For the fourth quarter of fiscal 2026, revenue surged 43.6% to $137.8 million from $96.0 million in the same period of 2025. Adjusted EBITDA for the quarter increased 21.3% to $42.5 million. Quarterly earnings per share were $0.31, a 14.81% increase from $0.27 in the same period last year. However, the net loss for the quarter totaled $64.6 million, or $0.95 per diluted share, compared to net income of $7.7 million, or $0.11 per diluted share, in the fourth quarter of 2025. The decline in profitability was attributed to the goodwill impairment charge, along with higher acquisition costs, amortization expenses, and severance costs related to the TuneIn transaction.

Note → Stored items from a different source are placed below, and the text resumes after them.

PR #6826, opened 2024-01-04
Draft: Add switch_type to Tuya TS0052

gaetancollaud:
The tuya TS0052 supports different switchType. 
Using zigbee2mqtt, I was able to set it using the dev console and the cluster `manuSpecificTuya_3`, but it should be exposed in the specific settings.

This is still a draft because I have to test it properly


gaetancollaud:
I never took the time to properly test it and I don't think I will have in the near future, I will close this and reopen later maybe.

PR #6828, opened 2024-01-04
MTG035-ZB-RL support

mikelauskas:
added MTG035-ZB-RL support (_TZE204_mtoaryre)


src/devices/tuya.ts
```diff
@@ -6841,6 +6841,71 @@ const definitions: Definition[] = [
             ],
         },
     },
+    {
```
Koenkk, line 6844: This looks like a copy-paste of `MTG075-ZB-RL`, can you add `_TZE204_mtoaryre` to that definition instead of creating a new one?

mikelauskas: Sure, I'll do that. Thanks for all the work with the repo!

Koenkk:
Thanks!

PR #6574, opened 2023-11-26
Add new device: IKEA SOMRIG E2213

thatslolo:
I was able to snatch a few of the yet (to my knowledge) unreleased SOMRIG Shortcut buttons and got it successfully configured.
The button actions are transferred by `heimanSpecificScenes`. Not sure how the handle them for now.
Advice how to use them would be greatly appreciated.

PR #6834, opened 2024-01-04
Fix exposes property of E2213

krishoog:
The newly added device E2213 (see #6574) has the wrong values for the exposes property:

1. the actions are prefixed with `dots_`, which should not be the case
2. three actions are missing

This small change fixes that.


Koenkk:
@krishoog bedankt, leuk om je hier te zien! 😄

PR #7617, opened 2024-06-08
fix: max value for bosh shutter button calibration

boesec:
fix comma error for bosch shutter button calibration options


Koenkk:
Thanks!

PR #7633, opened 2024-06-13
Enable OTA for Bosch BTH-RM & housekeeping

burmistrzak:
Includes the following changes:

- Switch to `modernExtend` OTA
- Enable OTA for both BTH-RM models
- Remove unused `calibration` key from BMCT-SLZ
- Minor cleanup


Koenkk:
Thanks!

PR #7640, opened 2024-06-14
fix TICMeter entity name

xmow49:
Hi;

Some fixes for the TICMeter device:

- Fix entity name by removing spaces and accents for mqtt topics.
- Fix uptime division.

Thanks


Koenkk:
Thanks!

PR #7641, opened 2024-06-15
Add "off" fan mode for Inovelli

MangoScango:
Proposed fix for https://github.com/Koenkk/zigbee2mqtt/issues/22987.  Define "off" mode for fans, and allow conversion of 0% brightness to "off" fan mode.

I am generally not set up to be able to test this change personally, but due to the nature of it I am fairly confident this should resolve the issue. (If someone could point me towards how I could easily test this change in a HassOS environment, I would appreciate it)


Koenkk:
Thanks!

PR #7642, opened 2024-06-15
fix(detect): Detect  as MiBoxer E2-ZR

ppanagiotis:
Fixes https://github.com/Koenkk/zigbee2mqtt/issues/21185

### DIFF
--- a/src/devices/tuya.ts
+++ b/src/devices/tuya.ts
@@ -1347,6 +1347,7 @@ const definitions: Definition[] = [
             tuya.whitelabel('Lidl', 'HG08131C', 'Livarno Home outdoor E27 bulb in set with flare', ['_TZ3000_q50zhdsc']),
             tuya.whitelabel('Lidl', 'HG07834C', 'Livarno Lux E27 bulb RGB', ['_TZ3000_qd7hej8u']),
             tuya.whitelabel('MiBoxer', 'FUT037Z+', 'RGB led controller', ['_TZB210_417ikxay', '_TZB210_wxazcmsh']),
+            tuya.whitelabel('MiBoxer', 'E2-ZR', '2 in 1 led controller', ['_TZB210_ayx58ft5']),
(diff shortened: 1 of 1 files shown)


Koenkk:
thanks!

andrew01144:
Hi - I have this problem, and have not succeeded in fixing it.
I my E2-ZR successfully joined Z2M, but it appeared as Tuya TS0502B. (Z2M rev was ~01-Jun, that's before the fix).
I upgraded Z2M; herdsman now shows as 19.62.0.
I removed the device. Re-joined the device, but it still appears as Tuya TS0502B.
Am I missing a step?
Many thanks!

Also - setting 'transition' seems to have no affect on the actual transition.

pvyleta:
@ppanagiotis Are you sure this is correct? I can see you added the `E2-ZR` into the section of RGB+CCT lights, while in fact the `E2-ZR` is just Dual-White controller, similar to the Miboxer FUT035.

In fact, `E2-ZR` reports itself as `TS0502B` and not as `TS0505B` as your PR assumes. 

Is there any chance that you wanted to add the `E3-ZR` instead of the `E2-ZR` ?

ppanagiotis:
> @ppanagiotis Are you sure this is correct? I can see you added the `E2-ZR` into the section of RGB+CCT lights, while in fact the `E2-ZR` is just Dual-White controller, similar to the Miboxer FUT035.
> 
> In fact, `E2-ZR` reports itself as `TS0502B` and not as `TS0505B` as your PR assumes.
> 
> Is there any chance that you wanted to add the `E3-ZR` instead of the `E2-ZR` ?

I'm not sure. In the past few months, I didn't have the opportunity to test if it works properly. Feel free to modify or adjust it as needed.

pvyleta:
@ppanagiotis Thanks for the clarification! I therefore can let you know that my hunch was correct, and once I moved the definition of the device, it now works like a charm for me and for others. Thanks a lot for the initial contribution, I would not be able to locate the right place without your previous PR.

PR #7651, opened 2024-06-18
fix(detect): Detect TRADFRI bulb E26 WS globe 1100lm as IKEA LED2201G8

tongkl1:
I just bought two IKEA TRADFRI E26 1100lm bulbs and found them to be unsupported. After a little research it seems it's because this California-only version is not documented, hence this PR.

Edit: force-push due to lint issue


Koenkk:
thanks!

PR #7653, opened 2024-06-18
SPLZB-132: read develco specific sw/hw versions

sjorge:
Got one of these for testing, they also need the develco hack.

(I should really get these into a modernExtend sometime soonish, also I noticed hitting check OTA wipes the version as the default genBasic one is not responding, I wonder if there is a way to fix that too but don't see how for now, what does the post update read? I guess we could just not 'update' the value in case of null?

```
[2024-06-18 19:57:52] debug:    zh:controller:endpoint: Error: ZCL command 0x0015bc002f013891/2 genBasic.read(["dateCode","swBuildId"], {"timeout":10000,"disableResponse":false,"disableRecovery":false,"disableDefaultResponse":true,"direction":0,"srcEndpoint":null,"reservedBits":0,"manufacturerCode":null,"transactionSequenceNumber":null,"writeUndiv":false}) failed (Status 'UNSUPPORTED_ATTRIBUTE')
[2024-06-18 19:57:52] info:     z2m: Device 'outlet/bathroom/heater' was updated from 'null' to 'null'
```
)

### DIFF
--- a/src/devices/develco.ts
+++ b/src/devices/develco.ts
@@ -354,6 +354,8 @@ const definitions: Definition[] = [
             await reporting.currentSummDelivered(endpoint, {change: [0, 20]}); // Limit reports to once every 5m, or 0.02kWh
             await reporting.instantaneousDemand(endpoint, {min: constants.repInterval.MINUTES_5, change: 10});
             await reporting.acFrequency(endpoint);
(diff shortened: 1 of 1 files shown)


Koenkk:
I think the version fix should be applied in z2m otaUpdate.ts

PR #7654, opened 2024-06-18
Minor `modernExtend` updates for Bosch BMCT-SLZ

burmistrzak:
Includes the following changes:

- Fix for `calibrationButtonHoldTime`
- ~~Add `boschExtend.roomThermostat()`~~
- ~~Add `boschExtend.radiatorThermostat()`~~
- Remove `fromZigbee` & `toZigbee` for BMCT-SLZ
- Use `deviceEndpoints` for BMCT-SLZ


src/devices/bosch.ts
```diff
@@ -326,6 +327,66 @@ const boschExtend = {
             isModernExtend: true,
         };
     },
+    roomThermostat: (): ModernExtend => {
```
Koenkk, line 330: Since both `roomThermostat` and `radiatorThermostat` are generic, I think this can be moved to `modernExtend.ts` under a combined `thermostat`

Koenkk: I think it's fine to add it there, don't see any risks for now

Koenkk:
Thanks!

PR #7657, opened 2024-06-19
1-THZB switch with sensor

kirovilya:
TYZGTH1CH-D1RF
https://aliexpress.ru/item/1005007039660277.html


Koenkk:
Could you also submit a picture for the docs? This can be done by clicking [here](https://github.com/Koenkk/zigbee2mqtt.io/upload/master/public/images/devices). 

Make sure that:
- The size is 512x512

kirovilya:
done https://github.com/Koenkk/zigbee2mqtt.io/pull/2830
but... :)
image

DooMMasteR:
@kirovilya My best guess is, that the `TYZGTH4CH-D1RF` I added also supports switching based on Temperature and humidity thresholds.  
I have no Tuya Gateway so I could not implement this "rather hard to just find" feature for the integration.  
I might wonder if anyone actually would use it or if people would rather remote control the device based on it's outputs?

I might, in the future buy a Tuya gateway and try to find out which data points and how they are used on the 4 channel variant. #7661

PR #7659, opened 2024-06-19
Add new device ZG2819S-RGBW

chris-1243:
Add new device ZG2819S-RGBW

### DIFF
--- a/src/devices/sunricher.ts
+++ b/src/devices/sunricher.ts
@@ -333,19 +333,19 @@ const definitions: Definition[] = [
         },
     },
     {
-    zigbeeModel: ['ZG2819S-RGBW'],
-    model: 'ZG2819S-RGBW',
-    vendor: 'Sunricher',
-    description: 'Zigbee handheld remote RGBW 4 channels',
-    fromZigbee: [fz.battery, fz.command_on, fz.command_off, fz.command_step, fz.command_move, fz.command_stop, fz.command_recall,
-        fz.command_move_hue, fz.command_move_to_color, fz.command_move_to_color_temp],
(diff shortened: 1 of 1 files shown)


Koenkk:
This device is already supported

https://github.com/Koenkk/zigbee-herdsman-converters/blob/f9c6313e517b4d805a75940cb608f98a57338a42/src/devices/iluminize.ts#L161

chris-1243:
Well and in my opinion, we should modify the iluminze.ts file as the model should not be `ZG2819S-RGBW` but `511.344`. My model is from Sunricher. It would be great to have it recognized correctly.

As you can see, this remote is also supported as a RGB Genie [ZB-5028](https://www.zigbee2mqtt.io/devices/ZB-5028.html).

On the other hand, the CCT model is well defined as:
  - Sunricher [ZG2819S-CCT](https://www.zigbee2mqtt.io/devices/ZG2819S-CCT.html)
  - Iluminize [511.324](https://www.zigbee2mqtt.io/devices/511.324.html)
 
Why not keeping this difference and used my converter ?

Koenkk:
You cannot distinguish these devices as the model ID is exactly the same

chris-1243:
It works but in the expose tab you have tons of useless information which are not reported by the device. My external converter was following the way the Sunricher CCT model works and what kind of information is reported.

To be honest, I did not want to remove code lines in the iluminize.ts file while submitting my PR. I thought those two devices were different.

As it is your project, I let you decide what is the best for it

511 344_expose

chris-1243:
I also have a converter made with the modernextend

PR #7661, opened 2024-06-19
feat(add): TS000F based TYZGTH4CH-D1RF

DooMMasteR:
This change adds support for the Mumubiz TYZGTH4CH-D1RF
which is based on a Tuya ZT3L module and reports as TS000F.

The device has a connector that supports an external DHT-22 or alike one-wire temperature and humidity senor.
It might also have detection for DS18B20 sensors, but I can't verify it.

### DIFF
--- a/src/devices/tuya.ts
+++ b/src/devices/tuya.ts
@@ -8643,6 +8643,34 @@ const definitions: Definition[] = [
             ],
         },
     },
+    {
+        fingerprint: tuya.fingerprint('TS000F', ['_TZ3218_ya5d6wth']),
+        model: 'TYZGTH4CH-D1RF',
+        vendor: 'Mumubiz',
+        description: '4 channel changeover contact with temperature and humidity sensing',
+        extend: [
+            tuya.modernExtend.tuyaOnOff(
+                {
+                    powerOnBehavior2: true,
+                    onOffCountdown: true,
+                    endpoints: ['l1', 'l2', 'l3', 'l4'],
+                }
+            ),
+            tuya.modernExtend.dpTemperature({dp: 102, scale: 10}),
+            tuya.modernExtend.dpHumidity({dp: 103}),
+        ],
+        endpoint: (device) => {
+            return {'l1': 1, 'l2': 2, 'l3': 3, 'l4': 4};
+        },
+        exposes: [],
+        meta: {multiEndpoint: true},
+        configure: async (device, coordinatorEndpoint) => {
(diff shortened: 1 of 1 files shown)


DooMMasteR:
related doc: https://github.com/Koenkk/zigbee2mqtt.io/pull/2829

Koenkk:
Thanks!

DooMMasteR:
I might get a Tuya gateway soon to add all the remaining datapoints.

Stepyon:
Hey @DooMMasteR, it looks like the countdown implementation is not exactly correct or full for the device. 
According to the [doc](https://www.zigbee2mqtt.io/devices/TYZGTH4CH-D1RF.html#countdown-numeric-l1-endpoint) the countdown should turn a device switch off after a certain time but it is not what it actually does. What it actually does, when you set the countdown it toggles a device switch OFF or **ON** when the time passed depending on the current state and then resets back to 0.

I checked with Tuya hub and there we can set 2 timer values for each gang:
switch

- "count down" - starting a countdown to toggle the device ON or OFF. This is what we already have exposed.
- "timing" - this sets the auto OFF delay, the value is saved on the device, so works even without hub connection and after device reboot. This is not exposed currently and I really miss this useful setting. 

Do you know if we can expose it as well? I'm ready to help testing if needed. Thanks.

DooMMasteR:
The timing features did not originally exist, I think someone else added it later, I guess. 
I do not have a not in use device to develop against at the though so I cannot add/verity the feature.

DooMMasteR:
@Stepyon idelally adding `inchingSwitch: true` to the converter might already add the feature.
you can test this: 4652a6d6b3002ec84fbc26bb7032d5f570be2acf aka https://github.com/Koenkk/zigbee-herdsman-converters/pull/11948

DooMMasteR:
Hey @Stepyon :-) the next release will at least add the feature on l1-3; l4 seems weird (probably an offset issue) but that might only be fixed at a later time and is mostly out of my scope of knowledge.

Stepyon:
@DooMMasteR thanks for the fix. 
Do you have any idea why itching timer settings don't have entities, I can change them in Zigbee2MQTT Exposes tab (with an external converter used), but they are not available in device controls and I can't add them to a dashboard because there are no such entities. The countdown settings have them at the same time.
image

andrei-lazarov:
Iirc it's because HA does not support composite entities.

So anything that is nested in Z2M ui, a feature with multiple options, won't show up in HA. But you can still use MQTT to control it, of course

Metric (in thousands of Canadian dollars) Q4 2026 Q4 2025 Change Fiscal 2026 Fiscal 2025 Change
Revenues $137,825 $96,008 43.6% $471,567 $386,891 21.9%
Adjusted EBITDA $42,492 $35,027 21.3% $160,186 $142,199 12.6%
Net income (loss) $(64,624) $7,655 — $(28,575) $36,440 —
Adjusted Net income $20,811 $18,568 12.1% $90,290 $72,654 24.3%
Cash flow from operating activities $35,225 $39,720 (11.3%) $116,558 $105,040 11.0%
Adjusted free cash flow $20,086 $18,411 9.1% $102,076 $83,611 22.1%

Operational Highlights

President, Co-Founder and CEO Eric Boyko attributed the strong financial performance to the transformative impact of the TuneIn acquisition, which contributed to programmatic advertising capabilities and a broad network of partners. Revenue synergies from the acquisition surpassed $42 million, and cost optimization reached $12 million less than six months into the integration. FAST channel revenues grew more than 60% year-over-year in 2026. Broadcasting and Commercial Music revenues increased 33.2% to $339.2 million, while Radio revenues remained relatively stable at $132.4 million.

Dividend Declaration

The Board of Directors declared a dividend of $0.085 per subordinate voting share, variable subordinate voting share, and multiple voting share. The dividend is payable on or around June 15, 2026, to shareholders of record as of May 29, 2026. The company noted that its dividend policy is at the discretion of the Board and may vary based on available cash flow and financial condition.

Balance Sheet and Liquidity

As of March 31, 2026, Stingray had cash and cash equivalents of $20.7 million and credit facilities of $524.1 million. The net debt to Pro Forma Adjusted EBITDA ratio stood at 2.38x at the end of fiscal 2026, compared to 2.28x at the end of 2025. The company repurchased and cancelled 1.1 million shares for a total of $12.9 million in fiscal 2026.

How will the company balance its dividend policy with the need to reduce the net debt to Adjusted EBITDA ratio following the TuneIn acquisition?

What are the specific targets for further revenue synergies and cost optimizations as the TuneIn integration matures beyond the initial six months?

Will the company pursue additional acquisitions to expand its programmatic advertising capabilities, or focus on organic growth for the FAST segment?